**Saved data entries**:
PR #96, opened 2015-09-17
Add support for an optional dock, such as Plank.

flexiondotorg:
The `required-components-list` adds an entry for `dock` which is null by default so that behaviour is unchanged. This change makes it possible to better integrate docks into the MATE session rather than manipulating autostart files.

### DIFF
--- a/data/org.mate.session.gschema.xml.in
+++ b/data/org.mate.session.gschema.xml.in
@@ -32,7 +32,7 @@
       <description>List of applications that are part of the default session.</description>
     </key>
     <key name="required-components-list" type="as">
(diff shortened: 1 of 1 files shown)


flexiondotorg:
Recommend this is cherry-picked for 1.10 as it doesn't change the default behaviour.

flexiondotorg:
@clefebvre, @stefano-k - What are your thoughts on this?

clefebvre:
Looks good. Should be 1.12 though as it's a new feature.

flexiondotorg:
Yeah, on reflection I agree about including it for 1.12.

**Work to be completed**:
If a line of the records includes the string "dock", copy it out.

**Answer to this task**:
Add support for an optional dock, such as Plank.
The `required-components-list` adds an entry for `dock` which is null by default so that behaviour is unchanged. This change makes it possible to better integrate docks into the MATE session rather than manipulating autostart files.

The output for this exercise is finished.